The incident reminds me of how important good pest control is to everyone’s health and well-being. It also gets me thinking about all the things necessary to doing a good job when it comes to fire ants.

I know this school district considered fire ant control important and took steps to control them, but a lot of factors go into controlling fire ants effectively on a football field, or in any sensitive site.  So I thought I would share some things that come to mind when I think about good fire ant control:

  • Know your fire ant insecticides.  Fire ant control insecticides include slow-acting baits (IGRs), faster-acting baits (spinosad, indoxacarb, hydramethylnon), slow-acting residual granulars (fipronil), faster-acting residual granulars (bifenthrin).  You also have a wide variety of products for mound treatments, most requiring water for activation. Each of these products has advantages and disadvantages.  Do you know them? If not, check with your state extension entomologist or a knowledgeable pesticide distributor.
  • Plan ahead.  Baits are less costly than most other treatments and fit in well with goal of using safer materials, especially at a school district.  But baits are slow, most requiring 1-2 months for peak control. Even non-bait, residual granular insecticides require time for control.  The popular Top Choice® granular insecticide (fipronil), requires 1-2 months to eliminate fire ant mounds in the treatment zone.

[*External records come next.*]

PR #31, opened 2018-07-22
Added initializing VLCMedia from NSInputStream (using callbacks)

amosavian:
This PR adds `[VLCMedia initWithStream:]` initializer, also introduces `VLCHTTPInputStream` class to utilize `NSURLSession` for streaming http remote media.

`VLCHTTPInputStream` class can be used to deprecate VLCMedia initializing from http url as it uses `NSURLSession`, which can handle cellular data and multipath tcp. This class implements an internal cache in order to maintain smooth playing experience.

Later we can implement an stream using [sahlberg/libsmb2](https://github.com/sahlberg/libsmb2) to stream from smb2 servers and remove libdsm eventually.

[Discussion here](https://code.videolan.org/videolan/VLCKit/issues/162#note_15643).

### DIFF
--- a/Sources/VLCMedia.m
+++ b/Sources/VLCMedia.m
@@ -65,6 +65,54 @@ NSString *const VLCMetaInformationDiscNumber     = @"discNumber";
 NSString *const VLCMediaMetaChanged              = @"VLCMediaMetaChanged";
 
 /******************************************************************************
+ * VLC callbacks for streaming.
+ */
+int open_cb(void *opaque, void **datap, uint64_t *sizep) {
+    NSInputStream *stream = (__bridge NSInputStream *)(opaque);
+    
+    // Once a stream is closed, it cannot be reopened.
+    if (stream && stream.streamStatus == NSStreamStatusNotOpen) {
+        [stream open];
+        *datap = opaque;
+        *sizep = UINT64_MAX;
+        return 0;
+    }
+    return stream.streamStatus == NSStreamStatusOpen ? 0 : -1;
+}
+
+ssize_t read_cb(void *opaque, unsigned char *buf, size_t len) {
+    NSInputStream *stream = (__bridge NSInputStream *)(opaque);
+    if (!stream) {
+        return -1;
+    }
+    
+    return [stream read:buf maxLength:len];
+}
+
+int seek_cb(void *opaque, uint64_t offset) {
+    NSInputStream *stream = (__bridge NSInputStream *)(opaque);
+    if (!stream) {
+        return -1;
+    }
+    
+    /*
+     By default, NSStream instances that are not file-based are non-seekable, one-way streams (although custom seekable subclasses are possible).
+     Once the data has been provided or consumed, the data cannot be retrieved from the stream.
+     
+     However, you may want a peer subclass to NSInputStream whose instances are capable of seeking through a stream.
+     */
+    return [stream setProperty:@(offset) forKey:NSStreamFileCurrentOffsetKey] ? 0 : -1;
+}
+
+void close_cb(void *opaque) {
+    NSInputStream *stream = (__bridge NSInputStream *)(opaque);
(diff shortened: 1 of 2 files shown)


jbkempf:
I absolutely disagree with re-implementing HTTP outside of libvlc-core.

amosavian:
@jbkempf I don't know which library libvlc uses for networking but BSD sockets have few issues in iOS particularly when using cellular data. Apple describes the advantages in [this keynote](https://developer.apple.com/videos/play/wwdc2018/715/). `NSURLSession` has few advantages in multipath tcp and cellular connection management over BSD sockets. Indeed BSD sockets and CFStream bounded to sockets are **deprecated** in iOS 12.

Another option is to provide both options.

By the way if you think we must remove `VLCHTTPInputStream`, I will remove it.

jbkempf:
Sorry, but you cannot replace the HTTP core of VLC with another one and hope it will work out: It won't.

It will break icecast, adaptive, HLS, DASH, Chomecast and so on...

Also, there is no way iOS removes all BSD sockets. And no, because the latest marketing from Apple Dev Department says it's cool, does not mean it's amazing (remember GCD that would replace pthread?)

amosavian:
I forgot to say, iOS 12 and macOS 10.14 introduce `Network.framework` that is much faster when streaming video either using udp to tcp. This change will allow user to implement faster real-time streaming (e.g. rtsp protocol) by wrapping, and use VLCKit to decode video format.

carolanitz:
@amosavian We definitely have to look into the Network.framework but as @jbkempf says we can't replace the HTTP core in iOS. There are a lot of other dependencies that might break and we don't have the manpower to maintain a separate iOS implementation even if it is better.

amosavian:
iOS won't remove BSD socket neither they are marked explicitly, but if you see video, Apple's engineer describe advantage and says BSD sockets are considered deprecated in iOS 12 onward implicitly due to problems it has.

Also I don't know if libvlc-core does supports http/2 or not. But URLSession provides http/2 and brotli compression for free. Why not provide an option to user to use native Apple's solution? New users can take advantage while established libraries still can use libvlc's http. **I don't suggest to remove HTTP core from libvlc, but I think it's nice to have an alternative if developer desires.**

I think you misunderstood me. I never said to remove libvlc-core implementation. I know libvlc is a cross-platform library. I focus on VLCKit which wraps libvlc for Apple's platforms.

@carolanitz Network.framework does provide plain C api. `VLCHTTPInputStream` is a thin wrapper and does not need considerable maintenance. Furthermore, other developers can use this class as a base to develop their own NSInputStream subclass compatible with vlckit.

amosavian:
@jbkempf @carolanitz I've removed `VLCHTTPInputStream` class impl completely. Now we have just `[VLCMedia initWithStream]` discussed before. In case you wish I can readd it as a separate PR.

jbkempf:
> I don't suggest to remove HTTP core from libvlc, but I think it's nice to have an alternative if developer desires

Sure, but then he should do that in his app. Not in VLCKit.

Sources/VLCMedia.m
```diff
@@ -64,6 +64,54 @@
...
+    NSInputStream *stream = (__bridge NSInputStream *)(opaque);
+    if (!stream) {
+        return -1;
+    }
+    
+    return [stream read:buf maxLength:len];
+}
+
+int seek_cb(void *opaque, uint64_t offset) {
+    NSInputStream *stream = (__bridge NSInputStream *)(opaque);
```
robUx4, line 93: If this is not seakable, just pass NULL instead of seek_cb

amosavian: There is no way to check if stream is seekable or not before opening the stream.

carolanitz:
Thank you very much for the PR merged with 29aa853387bc8924b084e7bcd6da310bed150822 :)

These products are not designed to give good control two days before the first Friday night football game.
  • Know when and how to inspect a field for fire ants.  Fire ants are present in fields all year round, but they are most visible during cool weather, or just after a rain or heavy irrigation.  Inspecting the field at the wrong time could lead to a false sense of security regarding fire ant activity.  In some cases, especially during hot, dry weather, use of hot dog slices (possibly at night) can be the best way to measure fire ant activity.  Also, in the case of athletic fields it’s a good idea to do a final inspection just before a game or practice. Fire ant mounds can appear within just a few hours, especially after a rain.
  • Know how to apply insecticides accurately.  Fire ant baits require specialized equipment designed to put product out at very low rates (generally 1- 1.5 lbs/acre). For large areas a Herd GT-77 spreader is a standard application tool.  Spyker rotary spreaders, or handheld seed spreaders are good for smaller areas. All spreaders should be carefully calibrated to make sure the correct amount is going over the field.  Too much bait and you will overspend on product, too little and you might not get the desired control.  The same is even more true for the more expensive granular residual products.
  • Know when to apply.  Fire ant baits are most effective if applied when ants are actively foraging. When soil temperatures are above 95 degrees F, fire ants stop foraging and retreat deep in the soil.  Baits applied during midday will degrade and lose their attraction before the ants return to the surface at night, when temperatures have dropped.  This means that in the heat of summer fire ant baits should be applied later in the day, just before evening.  Baits are also not effective during the cooler season, so baits applied between October and April, say, may not give you satisfactory control.
  • With baits it’s also important to know the age of the product.  Fire ant baits don’t have an especially long shelf life. So buying fire ant bait when its on sale late in the season for the following year may not be the bargain you think it is.  Buy your bait just before you need it, and only as much as you need.  Saving bait, especially opened containers, from one season to the next, is not recommended. If you are unsure of the quality of a bait, find an active nest and sprinkle some around the base of the mound.  If the bait is fresh the ants should quickly (within 5-15 minutes) pick it up and carry it underground.
  • Don’t rely on just treating mounds to manage fire ant problems.  Mound treatments can effectively kill fire ant colonies, but they do a terrible job of managing fire ant populations in an account.  That’s because it is so difficult to find and treat fire ant mounds. A new fire ant colony may take 6 months to even produce a visible mound.  Broadcast residual treatments or broadcast applications of baits are much more effective because they treat all mounds, visible and invisible.  And they are generally less expensive than mound treatments.
  • Water, water, water. Water is a necessary part of treating individual mounds.  Without it you cannot effectively reach the lower parts of a fire ant nest.  One to two gallons of mixed insecticide, or 1-2 gallons of water to wash in a granular application, are mandatory for good control.  And don’t expect immediate control with all mound treatments.  Aerosols and liquid drenches are fastest, but allow at least an hour with these treatments to ensure that ants in a nest are neutralized.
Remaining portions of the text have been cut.